PR #3860, opened 2022-03-17
Return peer count

### LINKED ISSUE #3857: Beacon API peer_count call always returns 0
While using the beacon API to get some data from the client, always peer_count call returns 0

curl localhost:9596/eth/v1/node/peer_count
{"data":{"disconnected":0,"connecting":0,"connected":0,"disconnecting":0}}

It would be expected to receive the current amount of peers in each state
curl localhost:9596/eth/v1/node/peer_count
{"data":{"disconnected":10,"connecting":9,"connected":30,"disconnecting":2}}

Running Lodestar with Docker, version 0.34.0

**Screenshots**

- OS: Ubuntu 
- Version: 21.04 
- Image: chainsafe/lodestar:v0.34.0

dadepo:
**Motivation**

Implements the endpoint to get the peer count which was not implemented before

Closes #3857 

`curl localhost:9596/eth/v1/node/peer_count` should not return just 0 for all values

### DIFF
--- a/packages/lodestar/src/api/impl/node/index.ts
+++ b/packages/lodestar/src/api/impl/node/index.ts
@@ -1,6 +1,6 @@
 import {routes} from "@chainsafe/lodestar-api";
 import {createKeypairFromPeerId} from "@chainsafe/discv5";
-import {formatNodePeer} from "./utils";
+import {formatNodePeer, getRevelantConnection} from "./utils";
 import {ApiError} from "../errors";
 import {ApiModules} from "../types";
 import {IApiOptions} from "../../options";
@@ -57,22 +57,22 @@ export function getNodeApi(opts: IApiOptions, {network, sync}: Pick<ApiModules, 
       let disconnecting = 0;
 
       for (const connections of network.getConnectionsByPeer().values()) {
-        for (const connection of connections) {
-          switch (connection.stat.status) {
-            case "open":
-              connected++;
-              break;
-            case "closing":
-              disconnecting++;
-              break;
-            case "closed":
-              disconnected++;
-              break;
-            default:
-              connecting++;
-          }
+        const relevantConnection = getRevelantConnection(connections);
+        switch (relevantConnection?.stat.status) {
+          case "open":
+            connected++;
+            break;
+          case "closing":
+            disconnecting++;
+            break;
+          case "closed":
+            disconnected++;
+            break;
+          default:
+            connecting++;
         }
       }
+
       return {
         data: {
           disconnected,
--- a/packages/lodestar/src/api/impl/node/index.ts
+++ b/packages/lodestar/src/api/impl/node/index.ts
@@ -51,6 +51,7 @@ export function getNodeApi(opts: IApiOptions, {network, sync}: Pick<ApiModules, 
     },
 
     async getPeerCount() {
+      // TODO: Implement disconnect count with on-disk persistence
       let disconnected = 0;
       let connecting = 0;
       let connected = 0;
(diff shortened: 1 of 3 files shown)


dadepo:
Trying the same endpoint on lighthouse after running for about 5 minutes returns count for both connected and disconnected, while for lodestar, the endpoint only returns count for connected and nothing for disconnected or the other status. Still need to see if the current way is the most accurate way of getting the connection info from libp2p.

packages/lodestar/src/api/impl/node/index.ts
```diff
@@ -51,13 +51,34 @@ export function getNodeApi(opts: IApiOptions, {network, sync}: Pick<ApiModules,
...
+              connected++;
+              break;
+            case "closing":
+              disconnecting++;
+              break;
+            case "closed":
+              disconnected++;
+              break;
+            default:
+              connecting++;
```
dapplion: So if we have 1 peer with 20 open connections it will return `connected: 20`, is this the expected behavior?

dadepo: updated to use the most relevant connection for a peer in the counting

dadepo:
> Trying the same endpoint on lighthouse after running for about 5 minutes returns count for both connected and disconnected, while for lodestar, the endpoint only returns count for connected and nothing for disconnected or the other status. Still need to see if the current way is the most accurate way of getting the connection info from libp2p.

Looked into trying to get disconnected peer by making a diff with the peers found in the peerstore and the one returned by the connection manager (reasoning is if it is found in the peerstore but not in the connection manager, then those are disconnected). The issue with that is the peerstore persists across restarts, meaning the result of the diff would keep on increasing.

Leaving the implementation for now to use the connection manager for all the counting. Open to other suggestions, if that is not fit enough

wemeetagain (dismissed):
LGTM, I think its fine as is to just use the connection manager.

packages/lodestar/src/api/impl/node/index.ts
```diff
@@ -51,13 +51,34 @@ export function getNodeApi(opts: IApiOptions, {network, sync}: Pick<ApiModules,
     },
 
     async getPeerCount() {
-      // TODO: Implement
+      let disconnected = 0;
```
dapplion, line 55: So disconnected means all peers that have ever connected to us and are no longer connected? That sounds like a memory leak to track lol. How does Lighthouse track this?

dadepo: Yup. Lighthouse has a `network_globals` object that tracks this. So when a peer is disconnected, it is tracked, as can be seen here [here](https://github.com/sigp/lighthouse/blob/9bc9527998581deb5fd8674052bb2083b640bbbd/beacon_node/lighthouse_network/src/peer_manager/mod.rs#L714) which is then read and used to return the peer count as can be seen [here](https://github.com/sigp/lighthouse/blob/9bc9527998581deb5fd8674052bb2083b640bbbd/beacon_node/http_api/src/lib.rs#L1811) only that the `network_globals` is not persistent.

dapplion: It's persisted to disk that's how it doesn't leak memory. I would leave a `// TODO: Implement disconnect count with on-disk persistence`

dadepo: I assumed it is not being persisted as the values don't persist after each restarts. Will dig later to see how that is implemented... 

>  I would leave a // TODO: Implement disconnect count with on-disk persistence

Ok. Will do.

dapplion: > Will dig later to see how that is implemented...

I would ignore completely, tracking disconnected peers is an extremely unnecessary feature in my opinion haha

wemeetagain (approved):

···

* [Task objective]
Would you give the material above again, complete and exact?

* [Result]
PR #3860, opened 2022-03-17
Return peer count

### LINKED ISSUE #3857: Beacon API peer_count call always returns 0
While using the beacon API to get some data from the client, always peer_count call returns 0

curl localhost:9596/eth/v1/node/peer_count
{"data":{"disconnected":0,"connecting":0,"connected":0,"disconnecting":0}}

It would be expected to receive the current amount of peers in each state
curl localhost:9596/eth/v1/node/peer_count
{"data":{"disconnected":10,"connecting":9,"connected":30,"disconnecting":2}}

Running Lodestar with Docker, version 0.34.0

**Screenshots**

- OS: Ubuntu 
- Version: 21.04 
- Image: chainsafe/lodestar:v0.34.0

dadepo:
**Motivation**

Implements the endpoint to get the peer count which was not implemented before

Closes #3857 

`curl localhost:9596/eth/v1/node/peer_count` should not return just 0 for all values

### DIFF
--- a/packages/lodestar/src/api/impl/node/index.ts
+++ b/packages/lodestar/src/api/impl/node/index.ts
@@ -1,6 +1,6 @@
 import {routes} from "@chainsafe/lodestar-api";
 import {createKeypairFromPeerId} from "@chainsafe/discv5";
-import {formatNodePeer} from "./utils";
+import {formatNodePeer, getRevelantConnection} from "./utils";
 import {ApiError} from "../errors";
 import {ApiModules} from "../types";
 import {IApiOptions} from "../../options";
@@ -57,22 +57,22 @@ export function getNodeApi(opts: IApiOptions, {network, sync}: Pick<ApiModules, 
       let disconnecting = 0;
 
       for (const connections of network.getConnectionsByPeer().values()) {
-        for (const connection of connections) {
-          switch (connection.stat.status) {
-            case "open":
-              connected++;
-              break;
-            case "closing":
-              disconnecting++;
-              break;
-            case "closed":
-              disconnected++;
-              break;
-            default:
-              connecting++;
-          }
+        const relevantConnection = getRevelantConnection(connections);
+        switch (relevantConnection?.stat.status) {
+          case "open":
+            connected++;
+            break;
+          case "closing":
+            disconnecting++;
+            break;
+          case "closed":
+            disconnected++;
+            break;
+          default:
+            connecting++;
         }
       }
+
       return {
         data: {
           disconnected,
--- a/packages/lodestar/src/api/impl/node/index.ts
+++ b/packages/lodestar/src/api/impl/node/index.ts
@@ -51,6 +51,7 @@ export function getNodeApi(opts: IApiOptions, {network, sync}: Pick<ApiModules, 
     },
 
     async getPeerCount() {
+      // TODO: Implement disconnect count with on-disk persistence
       let disconnected = 0;
       let connecting = 0;
       let connected = 0;
(diff shortened: 1 of 3 files shown)


dadepo:
Trying the same endpoint on lighthouse after running for about 5 minutes returns count for both connected and disconnected, while for lodestar, the endpoint only returns count for connected and nothing for disconnected or the other status. Still need to see if the current way is the most accurate way of getting the connection info from libp2p.

packages/lodestar/src/api/impl/node/index.ts
```diff
@@ -51,13 +51,34 @@ export function getNodeApi(opts: IApiOptions, {network, sync}: Pick<ApiModules,
...
+              connected++;
+              break;
+            case "closing":
+              disconnecting++;
+              break;
+            case "closed":
+              disconnected++;
+              break;
+            default:
+              connecting++;
```
dapplion: So if we have 1 peer with 20 open connections it will return `connected: 20`, is this the expected behavior?

dadepo: updated to use the most relevant connection for a peer in the counting

dadepo:
> Trying the same endpoint on lighthouse after running for about 5 minutes returns count for both connected and disconnected, while for lodestar, the endpoint only returns count for connected and nothing for disconnected or the other status. Still need to see if the current way is the most accurate way of getting the connection info from libp2p.

Looked into trying to get disconnected peer by making a diff with the peers found in the peerstore and the one returned by the connection manager (reasoning is if it is found in the peerstore but not in the connection manager, then those are disconnected). The issue with that is the peerstore persists across restarts, meaning the result of the diff would keep on increasing.

Leaving the implementation for now to use the connection manager for all the counting. Open to other suggestions, if that is not fit enough

wemeetagain (dismissed):
LGTM, I think its fine as is to just use the connection manager.

packages/lodestar/src/api/impl/node/index.ts
```diff
@@ -51,13 +51,34 @@ export function getNodeApi(opts: IApiOptions, {network, sync}: Pick<ApiModules,
     },
 
     async getPeerCount() {
-      // TODO: Implement
+      let disconnected = 0;
```
dapplion, line 55: So disconnected means all peers that have ever connected to us and are no longer connected? That sounds like a memory leak to track lol. How does Lighthouse track this?

dadepo: Yup. Lighthouse has a `network_globals` object that tracks this. So when a peer is disconnected, it is tracked, as can be seen here [here](https://github.com/sigp/lighthouse/blob/9bc9527998581deb5fd8674052bb2083b640bbbd/beacon_node/lighthouse_network/src/peer_manager/mod.rs#L714) which is then read and used to return the peer count as can be seen [here](https://github.com/sigp/lighthouse/blob/9bc9527998581deb5fd8674052bb2083b640bbbd/beacon_node/http_api/src/lib.rs#L1811) only that the `network_globals` is not persistent.

dapplion: It's persisted to disk that's how it doesn't leak memory. I would leave a `// TODO: Implement disconnect count with on-disk persistence`

dadepo: I assumed it is not being persisted as the values don't persist after each restarts. Will dig later to see how that is implemented... 

>  I would leave a // TODO: Implement disconnect count with on-disk persistence

Ok. Will do.

dapplion: > Will dig later to see how that is implemented...

I would ignore completely, tracking disconnected peers is an extremely unnecessary feature in my opinion haha

wemeetagain (approved):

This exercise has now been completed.